An Euler path is not quite the same as an Euler circuit. The word "circuit" implies that you must return to your starting point; with a "path," we are really only concerned with visiting each edge exactly once. The code fragment below illustrates the difference.

    class Graph
    
      def euler_path?
        return false if !connected?
        odd=0
        each_vertex do |x| 
          if degree(x) % 2 == 1
            odd += 1
          end
        end
        odd <= 2
      end
    
    end
    
    
    mygraph = Graph.new([0,1],[1,2],[1,3],[2,3],[3,0])
    
    flag1 =  mygraph.euler_circuit?    # false
    flag2 =  mygraph.euler_path?       # true

3.5.5 Hints for More Complex Graphs

It would be possible to write an entire book about graph algorithms. There are many good ones out there already, and we are certainly not going to range that far outside our realm of expertise.

But we will offer a few hints for dealing with more sophisticated graphs. They should get you started if you need to tackle a more advanced problem.

Suppose you want a directed graph rather than an undirected one. Just because vertex x points to vertex y doesn't mean the converse is true. You should no longer use a lower triangular matrix form, but a full-fledged two-dimensional array (see section 3.1.11, "Using Multidimensional Arrays").
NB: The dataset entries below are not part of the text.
PR #838, opened 2023-01-09
feat(Self): Part Water (Moses Mode)

xM4ddy:


TheGreenBandit:
i already tried this on my branch, doesnt work, will test urs tho

TheGreenBandit:
also why have you not put it as a command? Here's the feature you made but in the new command style

```
#include "backend/looped/looped.hpp"
#include "natives.hpp"
#include "backend/looped_command.hpp"

namespace big
{
	class partwater : looped_command
	{
		using looped_command::looped_command;

		virtual void on_tick() override
		{
			float offset[] = { -4, 4 };
			for (int i = 0; i < 5; i++)
			{
				if (i < 2)
				{
					self::pos.x += offset[(i % 2 == 0)];
				}
				else if (i < 4)
				{
					self::pos.y += offset[(i % 2 == 0)];
					WATER::MODIFY_WATER(self::pos.x, self::pos.y, -500000.0f, 0.2f);
				}
			}
		}
	};

	partwater g_invisibility("partwater", "Part Water", "Makes you like Moses", g.self.part_water);
}
```

src/core/globals.hpp
```diff
@@ -270,7 +271,7 @@ namespace big
 
 			NLOHMANN_DEFINE_TYPE_INTRUSIVE(self,
 				clean_player, force_wanted_level, free_cam, invisibility, local_visibility, never_wanted, no_ragdoll,
-				noclip, off_radar, super_run, no_collision, unlimited_oxygen, no_water_collision, wanted_level, god_mode,
+				noclip, off_radar, super_run, no_collision, unlimited_oxygen, no_water_collision, wanted_level, god_mode, part_water,
```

You may still find the ZArray useful (see section 3.5.1, "Establishing a Default Value for New Array Elements"). You will likely want to implement not just a degree method, but a pair of them; in a directed graph, a vertex has an in-degree and an out-degree.

Suppose you have a directed graph in which a node or vertex is allowed to point to itself. Now you have potential nonzero numbers in the diagonal of your matrix rather than just zeroes. Be sure your code doesn't disallow access to the diagonal (as we did in section 3.1.7).

Suppose you want a weighted graph, where each edge has a weight associated with it. Now you would store the weight itself in the array rather than just a 1 or 0 (present or absent).

What about a multigraph, in which there can be multiple connections (edges) between the same pair of vertices? If it is undirected, a lower triangular matrix will suffice, and you can store the number of edges in each element (rather than just a 1 or 0). If it is directed, you will need a two-dimensional array, and you can still store the number of edges in each respective element.

What about bizarre combinations of these? For example, it is certainly conceivable to have a weighted directed multigraph (and if you have a valid everyday need for one, let us know about your application). In this case, you would need a more complex data structure. One possibility would be to store a small array in each element of the matrix.

For example, suppose vertex 3 has five edges connecting it with vertex 4; then element 3,4 of the adjacency matrix might store an array containing the associated weights.

The possibilities are endless and are beyond the scope of this book.

3.6 Summary

We've taken a good look here at arrays, hashes, and more complex data structures. We've seen some similarities between arrays and hashes (many of which are due to the fact that both mix in Enumerable) as well as some differences. We've looked at converting between arrays and hashes, and we've seen some interesting ways of extending their standard behavior.

Where more advanced data structures are concerned, we've seen examples of inheriting from an existing class and examples of limited delegation by encapsulating an instance of another class. We've seen ways to store data creatively, ways to make use of various data structures, and we've seen how to create iterators for these classes.

In the next chapter, we are again looking at the manipulation of data. But where we have so far been concerned with objects stored in memory, we will now be looking at secondary storage— working with files (and I/O in general), databases, and persistent objects.